Data shown section start
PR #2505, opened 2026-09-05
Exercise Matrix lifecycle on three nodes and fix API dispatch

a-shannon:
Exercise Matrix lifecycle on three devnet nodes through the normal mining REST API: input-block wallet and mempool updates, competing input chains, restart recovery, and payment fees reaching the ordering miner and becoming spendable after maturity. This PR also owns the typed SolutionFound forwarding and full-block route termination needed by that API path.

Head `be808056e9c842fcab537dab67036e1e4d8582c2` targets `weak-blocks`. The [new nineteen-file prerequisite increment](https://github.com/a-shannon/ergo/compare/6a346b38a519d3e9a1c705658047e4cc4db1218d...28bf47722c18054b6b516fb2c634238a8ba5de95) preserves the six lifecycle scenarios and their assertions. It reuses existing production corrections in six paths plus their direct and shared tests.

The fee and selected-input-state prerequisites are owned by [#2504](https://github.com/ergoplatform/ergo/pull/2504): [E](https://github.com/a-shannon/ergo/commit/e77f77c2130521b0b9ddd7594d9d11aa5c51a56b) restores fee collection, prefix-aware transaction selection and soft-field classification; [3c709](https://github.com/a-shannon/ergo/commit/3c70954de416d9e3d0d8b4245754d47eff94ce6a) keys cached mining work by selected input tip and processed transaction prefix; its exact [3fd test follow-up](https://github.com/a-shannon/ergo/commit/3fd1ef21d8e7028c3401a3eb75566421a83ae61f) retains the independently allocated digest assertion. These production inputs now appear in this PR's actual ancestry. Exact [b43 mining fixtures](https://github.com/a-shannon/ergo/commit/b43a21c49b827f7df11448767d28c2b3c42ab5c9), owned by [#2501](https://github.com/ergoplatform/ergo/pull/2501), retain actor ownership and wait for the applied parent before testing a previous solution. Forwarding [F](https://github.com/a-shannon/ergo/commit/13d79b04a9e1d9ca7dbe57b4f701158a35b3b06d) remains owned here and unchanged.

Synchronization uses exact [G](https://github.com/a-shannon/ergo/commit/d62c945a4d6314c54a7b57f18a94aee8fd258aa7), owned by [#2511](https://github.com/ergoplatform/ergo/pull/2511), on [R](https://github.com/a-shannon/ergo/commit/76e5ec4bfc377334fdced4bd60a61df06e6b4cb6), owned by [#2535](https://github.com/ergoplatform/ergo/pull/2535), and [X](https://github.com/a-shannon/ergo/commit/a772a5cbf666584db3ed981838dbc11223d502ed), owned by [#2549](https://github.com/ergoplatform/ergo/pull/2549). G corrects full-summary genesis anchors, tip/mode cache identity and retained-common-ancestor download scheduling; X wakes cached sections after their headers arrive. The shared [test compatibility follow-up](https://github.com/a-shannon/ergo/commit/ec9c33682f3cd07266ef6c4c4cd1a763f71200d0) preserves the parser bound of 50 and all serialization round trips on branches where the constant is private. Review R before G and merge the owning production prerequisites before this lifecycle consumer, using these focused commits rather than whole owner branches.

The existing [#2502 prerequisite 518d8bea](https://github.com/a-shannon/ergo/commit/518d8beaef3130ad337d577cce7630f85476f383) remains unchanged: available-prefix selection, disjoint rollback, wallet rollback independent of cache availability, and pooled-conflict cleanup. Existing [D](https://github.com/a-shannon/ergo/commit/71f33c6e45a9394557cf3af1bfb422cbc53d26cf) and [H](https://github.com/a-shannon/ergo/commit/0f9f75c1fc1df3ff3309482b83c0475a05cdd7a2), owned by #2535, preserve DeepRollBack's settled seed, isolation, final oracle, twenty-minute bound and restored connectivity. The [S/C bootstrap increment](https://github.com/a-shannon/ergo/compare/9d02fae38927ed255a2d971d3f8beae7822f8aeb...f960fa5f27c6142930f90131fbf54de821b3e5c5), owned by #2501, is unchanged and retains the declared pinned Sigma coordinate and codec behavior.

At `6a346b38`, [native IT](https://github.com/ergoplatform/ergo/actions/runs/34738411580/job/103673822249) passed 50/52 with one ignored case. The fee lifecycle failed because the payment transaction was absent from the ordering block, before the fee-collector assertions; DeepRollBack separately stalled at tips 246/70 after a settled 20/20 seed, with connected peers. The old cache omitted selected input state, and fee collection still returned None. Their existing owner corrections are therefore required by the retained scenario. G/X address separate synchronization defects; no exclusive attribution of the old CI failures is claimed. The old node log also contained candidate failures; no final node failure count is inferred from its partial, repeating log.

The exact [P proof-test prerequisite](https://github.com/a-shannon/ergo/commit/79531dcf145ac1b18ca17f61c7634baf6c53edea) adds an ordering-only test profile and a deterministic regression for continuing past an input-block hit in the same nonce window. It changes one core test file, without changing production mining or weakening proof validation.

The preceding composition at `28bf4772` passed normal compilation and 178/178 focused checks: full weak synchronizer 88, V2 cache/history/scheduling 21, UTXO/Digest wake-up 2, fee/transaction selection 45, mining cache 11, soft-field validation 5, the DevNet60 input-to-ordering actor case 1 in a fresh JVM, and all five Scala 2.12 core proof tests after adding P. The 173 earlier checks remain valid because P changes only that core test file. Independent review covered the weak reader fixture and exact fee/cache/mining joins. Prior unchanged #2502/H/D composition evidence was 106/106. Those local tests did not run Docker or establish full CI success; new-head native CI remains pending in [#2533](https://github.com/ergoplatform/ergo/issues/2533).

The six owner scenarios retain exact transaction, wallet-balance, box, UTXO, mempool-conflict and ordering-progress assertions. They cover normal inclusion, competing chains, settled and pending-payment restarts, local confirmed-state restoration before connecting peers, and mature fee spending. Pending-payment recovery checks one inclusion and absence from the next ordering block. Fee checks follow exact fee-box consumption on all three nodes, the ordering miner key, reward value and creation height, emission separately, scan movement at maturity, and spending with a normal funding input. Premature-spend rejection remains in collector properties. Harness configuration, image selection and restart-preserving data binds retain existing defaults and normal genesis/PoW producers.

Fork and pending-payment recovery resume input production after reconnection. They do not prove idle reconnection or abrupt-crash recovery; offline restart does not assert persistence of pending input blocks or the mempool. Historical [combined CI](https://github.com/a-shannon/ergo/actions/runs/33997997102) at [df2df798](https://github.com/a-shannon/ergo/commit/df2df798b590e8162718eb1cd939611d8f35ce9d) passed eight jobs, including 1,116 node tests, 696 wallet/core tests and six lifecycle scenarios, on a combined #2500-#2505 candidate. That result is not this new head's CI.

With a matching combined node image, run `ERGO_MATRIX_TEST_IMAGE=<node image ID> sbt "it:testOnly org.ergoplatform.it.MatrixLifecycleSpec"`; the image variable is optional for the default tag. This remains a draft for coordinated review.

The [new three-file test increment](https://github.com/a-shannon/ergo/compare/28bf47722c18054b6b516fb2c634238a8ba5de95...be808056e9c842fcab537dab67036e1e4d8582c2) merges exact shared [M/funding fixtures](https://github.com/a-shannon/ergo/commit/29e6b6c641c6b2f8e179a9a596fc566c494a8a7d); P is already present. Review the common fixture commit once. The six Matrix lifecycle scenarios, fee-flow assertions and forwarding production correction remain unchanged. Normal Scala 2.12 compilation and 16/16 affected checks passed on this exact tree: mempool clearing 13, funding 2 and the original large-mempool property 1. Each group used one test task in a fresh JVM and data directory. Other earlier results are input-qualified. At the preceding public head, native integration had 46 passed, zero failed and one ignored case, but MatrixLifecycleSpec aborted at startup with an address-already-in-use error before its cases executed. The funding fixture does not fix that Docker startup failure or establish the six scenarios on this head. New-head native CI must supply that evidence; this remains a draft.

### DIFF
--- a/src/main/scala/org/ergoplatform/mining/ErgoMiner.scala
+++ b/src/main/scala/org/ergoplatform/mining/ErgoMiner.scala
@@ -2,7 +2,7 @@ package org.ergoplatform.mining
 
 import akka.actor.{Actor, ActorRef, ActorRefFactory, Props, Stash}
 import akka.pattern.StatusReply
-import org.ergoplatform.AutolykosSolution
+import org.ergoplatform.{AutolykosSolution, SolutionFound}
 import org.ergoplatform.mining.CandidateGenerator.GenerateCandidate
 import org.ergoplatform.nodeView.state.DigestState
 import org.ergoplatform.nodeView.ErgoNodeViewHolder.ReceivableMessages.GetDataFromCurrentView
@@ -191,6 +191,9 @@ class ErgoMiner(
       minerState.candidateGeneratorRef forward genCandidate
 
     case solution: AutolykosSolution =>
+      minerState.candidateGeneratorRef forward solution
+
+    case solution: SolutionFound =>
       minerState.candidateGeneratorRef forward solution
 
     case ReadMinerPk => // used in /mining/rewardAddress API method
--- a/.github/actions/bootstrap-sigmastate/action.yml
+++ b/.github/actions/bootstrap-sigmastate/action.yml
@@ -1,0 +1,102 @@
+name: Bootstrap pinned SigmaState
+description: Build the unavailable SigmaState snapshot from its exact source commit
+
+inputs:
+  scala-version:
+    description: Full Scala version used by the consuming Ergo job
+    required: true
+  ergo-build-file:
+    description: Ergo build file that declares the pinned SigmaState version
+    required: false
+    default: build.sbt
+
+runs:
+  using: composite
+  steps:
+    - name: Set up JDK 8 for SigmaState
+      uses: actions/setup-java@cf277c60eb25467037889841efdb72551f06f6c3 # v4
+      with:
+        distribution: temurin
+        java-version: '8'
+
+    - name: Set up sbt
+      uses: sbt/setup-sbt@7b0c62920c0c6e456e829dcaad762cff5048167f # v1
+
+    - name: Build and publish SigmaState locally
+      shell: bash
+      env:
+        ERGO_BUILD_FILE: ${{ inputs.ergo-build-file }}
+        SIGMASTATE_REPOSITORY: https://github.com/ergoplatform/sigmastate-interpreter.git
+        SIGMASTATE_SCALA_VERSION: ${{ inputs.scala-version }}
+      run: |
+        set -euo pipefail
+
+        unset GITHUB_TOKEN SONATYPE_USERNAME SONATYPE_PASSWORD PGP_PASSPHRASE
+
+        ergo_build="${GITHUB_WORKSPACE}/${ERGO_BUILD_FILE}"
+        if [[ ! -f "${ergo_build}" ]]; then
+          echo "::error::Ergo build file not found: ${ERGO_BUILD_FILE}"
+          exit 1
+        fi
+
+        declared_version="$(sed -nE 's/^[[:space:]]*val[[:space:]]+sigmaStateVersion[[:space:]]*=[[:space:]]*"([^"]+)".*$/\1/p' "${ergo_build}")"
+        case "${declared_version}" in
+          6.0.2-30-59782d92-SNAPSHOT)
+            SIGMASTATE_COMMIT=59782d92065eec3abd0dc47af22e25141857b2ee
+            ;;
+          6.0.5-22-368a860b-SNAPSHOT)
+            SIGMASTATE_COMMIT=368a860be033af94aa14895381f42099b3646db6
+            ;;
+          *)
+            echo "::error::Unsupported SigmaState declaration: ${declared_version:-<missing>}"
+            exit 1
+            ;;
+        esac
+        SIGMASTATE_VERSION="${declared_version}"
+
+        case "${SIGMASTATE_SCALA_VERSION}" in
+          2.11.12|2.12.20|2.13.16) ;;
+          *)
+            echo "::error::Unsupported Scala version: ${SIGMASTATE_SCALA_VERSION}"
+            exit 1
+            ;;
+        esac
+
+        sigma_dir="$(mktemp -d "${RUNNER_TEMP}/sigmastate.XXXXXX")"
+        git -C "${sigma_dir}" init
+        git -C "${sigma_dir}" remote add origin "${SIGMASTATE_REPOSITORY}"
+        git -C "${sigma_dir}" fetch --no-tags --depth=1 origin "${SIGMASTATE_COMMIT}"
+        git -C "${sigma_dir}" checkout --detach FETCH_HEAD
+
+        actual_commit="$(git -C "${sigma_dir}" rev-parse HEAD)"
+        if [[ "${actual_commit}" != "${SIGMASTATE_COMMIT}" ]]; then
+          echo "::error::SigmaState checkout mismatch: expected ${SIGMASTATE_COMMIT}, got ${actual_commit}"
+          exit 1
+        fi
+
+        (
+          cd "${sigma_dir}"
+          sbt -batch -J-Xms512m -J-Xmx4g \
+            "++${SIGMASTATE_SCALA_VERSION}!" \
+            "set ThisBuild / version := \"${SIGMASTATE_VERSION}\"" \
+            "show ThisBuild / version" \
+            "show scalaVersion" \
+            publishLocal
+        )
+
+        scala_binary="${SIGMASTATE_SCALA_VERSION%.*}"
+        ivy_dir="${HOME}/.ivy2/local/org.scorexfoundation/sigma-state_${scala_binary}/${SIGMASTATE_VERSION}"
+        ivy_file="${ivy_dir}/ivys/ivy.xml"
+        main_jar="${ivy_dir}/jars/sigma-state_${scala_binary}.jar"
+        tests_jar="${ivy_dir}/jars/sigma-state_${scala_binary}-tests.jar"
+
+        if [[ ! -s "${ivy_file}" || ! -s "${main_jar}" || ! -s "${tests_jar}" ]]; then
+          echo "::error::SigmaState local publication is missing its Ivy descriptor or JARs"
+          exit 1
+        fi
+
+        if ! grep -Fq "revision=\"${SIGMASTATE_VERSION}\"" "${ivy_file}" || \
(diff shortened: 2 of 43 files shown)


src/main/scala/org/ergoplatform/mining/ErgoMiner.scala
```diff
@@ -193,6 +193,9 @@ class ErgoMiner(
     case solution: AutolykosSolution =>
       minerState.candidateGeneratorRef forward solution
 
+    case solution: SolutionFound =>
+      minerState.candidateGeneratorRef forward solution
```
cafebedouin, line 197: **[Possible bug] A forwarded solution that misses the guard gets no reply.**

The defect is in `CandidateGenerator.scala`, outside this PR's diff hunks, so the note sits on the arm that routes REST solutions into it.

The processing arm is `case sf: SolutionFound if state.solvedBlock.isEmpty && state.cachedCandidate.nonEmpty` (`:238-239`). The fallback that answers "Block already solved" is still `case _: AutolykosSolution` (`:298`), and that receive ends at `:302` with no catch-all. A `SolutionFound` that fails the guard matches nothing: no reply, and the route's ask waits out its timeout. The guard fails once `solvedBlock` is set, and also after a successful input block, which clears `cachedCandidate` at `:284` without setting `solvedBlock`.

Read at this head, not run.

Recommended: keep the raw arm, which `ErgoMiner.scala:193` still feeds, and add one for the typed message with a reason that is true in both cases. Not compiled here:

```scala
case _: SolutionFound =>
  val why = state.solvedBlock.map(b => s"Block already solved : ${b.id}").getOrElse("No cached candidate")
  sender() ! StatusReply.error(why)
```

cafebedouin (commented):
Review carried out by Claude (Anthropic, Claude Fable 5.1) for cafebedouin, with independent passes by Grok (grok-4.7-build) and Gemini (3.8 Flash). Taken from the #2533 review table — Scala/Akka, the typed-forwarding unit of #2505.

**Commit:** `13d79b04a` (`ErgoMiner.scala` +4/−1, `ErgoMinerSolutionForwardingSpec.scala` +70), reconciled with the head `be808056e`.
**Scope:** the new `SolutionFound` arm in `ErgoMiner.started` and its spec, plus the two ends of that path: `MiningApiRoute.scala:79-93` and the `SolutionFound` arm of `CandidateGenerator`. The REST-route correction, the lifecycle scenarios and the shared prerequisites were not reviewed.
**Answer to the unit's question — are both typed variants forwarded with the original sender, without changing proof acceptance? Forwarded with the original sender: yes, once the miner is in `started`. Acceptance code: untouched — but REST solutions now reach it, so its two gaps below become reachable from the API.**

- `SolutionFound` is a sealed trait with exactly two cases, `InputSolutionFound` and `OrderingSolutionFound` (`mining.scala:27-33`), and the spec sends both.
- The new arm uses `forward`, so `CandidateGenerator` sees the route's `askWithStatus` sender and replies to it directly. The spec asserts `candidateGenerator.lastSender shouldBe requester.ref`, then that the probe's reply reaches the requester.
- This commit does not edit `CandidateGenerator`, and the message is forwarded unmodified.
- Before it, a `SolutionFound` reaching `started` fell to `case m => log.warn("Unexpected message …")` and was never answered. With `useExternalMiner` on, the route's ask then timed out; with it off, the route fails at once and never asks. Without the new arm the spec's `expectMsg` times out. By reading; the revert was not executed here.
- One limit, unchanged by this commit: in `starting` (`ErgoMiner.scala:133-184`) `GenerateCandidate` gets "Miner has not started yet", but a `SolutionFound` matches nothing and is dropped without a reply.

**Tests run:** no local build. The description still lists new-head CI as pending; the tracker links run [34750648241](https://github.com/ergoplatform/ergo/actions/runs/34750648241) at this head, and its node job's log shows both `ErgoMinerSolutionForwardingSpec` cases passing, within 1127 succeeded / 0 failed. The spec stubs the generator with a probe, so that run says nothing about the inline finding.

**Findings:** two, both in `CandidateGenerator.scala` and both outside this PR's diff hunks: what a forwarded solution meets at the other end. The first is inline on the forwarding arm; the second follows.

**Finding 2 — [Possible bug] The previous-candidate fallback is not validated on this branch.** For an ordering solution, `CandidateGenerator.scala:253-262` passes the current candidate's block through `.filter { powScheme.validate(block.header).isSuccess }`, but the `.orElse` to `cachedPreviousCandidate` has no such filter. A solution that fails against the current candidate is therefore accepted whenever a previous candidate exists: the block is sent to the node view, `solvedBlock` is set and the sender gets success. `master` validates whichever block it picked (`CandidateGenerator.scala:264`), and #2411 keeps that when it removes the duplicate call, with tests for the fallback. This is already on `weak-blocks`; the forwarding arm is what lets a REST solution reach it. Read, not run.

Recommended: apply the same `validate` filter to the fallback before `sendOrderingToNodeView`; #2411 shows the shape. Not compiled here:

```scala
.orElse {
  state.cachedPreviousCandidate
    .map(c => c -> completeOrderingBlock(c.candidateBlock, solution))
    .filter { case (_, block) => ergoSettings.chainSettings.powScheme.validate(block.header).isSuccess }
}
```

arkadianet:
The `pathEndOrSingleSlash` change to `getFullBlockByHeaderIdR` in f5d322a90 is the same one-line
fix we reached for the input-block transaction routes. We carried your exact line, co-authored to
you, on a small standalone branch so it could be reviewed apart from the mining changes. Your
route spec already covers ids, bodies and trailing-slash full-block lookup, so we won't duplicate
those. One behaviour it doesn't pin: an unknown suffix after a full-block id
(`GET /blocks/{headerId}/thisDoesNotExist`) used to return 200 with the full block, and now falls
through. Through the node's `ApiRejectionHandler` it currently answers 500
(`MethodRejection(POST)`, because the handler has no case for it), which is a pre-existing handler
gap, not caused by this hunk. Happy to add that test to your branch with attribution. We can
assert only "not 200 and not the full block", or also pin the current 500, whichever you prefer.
Data shown section end
Return only the number of lines in the data above that hold the word "Unsupported".

## Exercise solution:
2